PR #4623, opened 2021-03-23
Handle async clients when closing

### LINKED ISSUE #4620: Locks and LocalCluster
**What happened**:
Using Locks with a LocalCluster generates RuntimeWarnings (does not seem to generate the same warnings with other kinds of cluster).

--

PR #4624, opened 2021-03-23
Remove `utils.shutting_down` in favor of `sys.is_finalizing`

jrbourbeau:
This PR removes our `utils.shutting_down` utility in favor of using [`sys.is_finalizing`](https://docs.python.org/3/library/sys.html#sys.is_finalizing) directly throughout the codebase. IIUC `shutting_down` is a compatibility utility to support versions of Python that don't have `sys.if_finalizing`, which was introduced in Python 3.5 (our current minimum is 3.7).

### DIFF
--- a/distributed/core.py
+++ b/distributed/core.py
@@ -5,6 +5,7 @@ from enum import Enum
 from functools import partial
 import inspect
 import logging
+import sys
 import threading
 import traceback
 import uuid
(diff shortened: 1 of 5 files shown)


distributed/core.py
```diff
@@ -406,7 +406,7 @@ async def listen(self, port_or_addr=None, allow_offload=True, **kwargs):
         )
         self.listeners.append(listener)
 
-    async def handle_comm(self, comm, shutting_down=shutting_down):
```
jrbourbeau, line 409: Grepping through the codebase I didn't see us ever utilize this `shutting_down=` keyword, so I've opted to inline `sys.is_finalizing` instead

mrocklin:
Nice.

--

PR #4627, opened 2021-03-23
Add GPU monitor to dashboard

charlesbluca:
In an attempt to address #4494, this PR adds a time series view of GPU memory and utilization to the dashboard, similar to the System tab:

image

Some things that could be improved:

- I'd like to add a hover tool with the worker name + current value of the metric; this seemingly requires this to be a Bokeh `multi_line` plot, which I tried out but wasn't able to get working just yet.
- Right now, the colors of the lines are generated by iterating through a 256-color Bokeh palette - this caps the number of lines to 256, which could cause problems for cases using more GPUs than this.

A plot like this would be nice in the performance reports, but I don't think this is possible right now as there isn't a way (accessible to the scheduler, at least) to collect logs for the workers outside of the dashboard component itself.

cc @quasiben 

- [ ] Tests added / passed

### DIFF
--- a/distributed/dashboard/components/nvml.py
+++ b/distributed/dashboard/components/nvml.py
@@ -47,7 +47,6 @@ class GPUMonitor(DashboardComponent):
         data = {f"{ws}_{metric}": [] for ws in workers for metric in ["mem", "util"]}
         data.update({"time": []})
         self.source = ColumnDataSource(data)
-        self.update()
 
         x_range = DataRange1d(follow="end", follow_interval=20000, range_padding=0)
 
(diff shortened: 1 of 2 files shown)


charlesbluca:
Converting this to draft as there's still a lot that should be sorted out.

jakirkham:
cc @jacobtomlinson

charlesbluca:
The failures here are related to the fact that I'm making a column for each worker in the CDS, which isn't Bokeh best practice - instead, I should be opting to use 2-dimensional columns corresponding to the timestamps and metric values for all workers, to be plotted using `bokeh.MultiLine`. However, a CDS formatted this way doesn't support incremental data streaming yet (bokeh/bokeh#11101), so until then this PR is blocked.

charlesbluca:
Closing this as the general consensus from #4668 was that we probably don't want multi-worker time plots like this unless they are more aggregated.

Problem details |
If a line in the records contains "like", report it.

Output of the task |
- I'd like to add a hover tool with the worker name + current value of the metric; this seemingly requires this to be a Bokeh `multi_line` plot, which I tried out but wasn't able to get working just yet.
A plot like this would be nice in the performance reports, but I don't think this is possible right now as there isn't a way (accessible to the scheduler, at least) to collect logs for the workers outside of the dashboard component itself.
Closing this as the general consensus from #4668 was that we probably don't want multi-worker time plots like this unless they are more aggregated.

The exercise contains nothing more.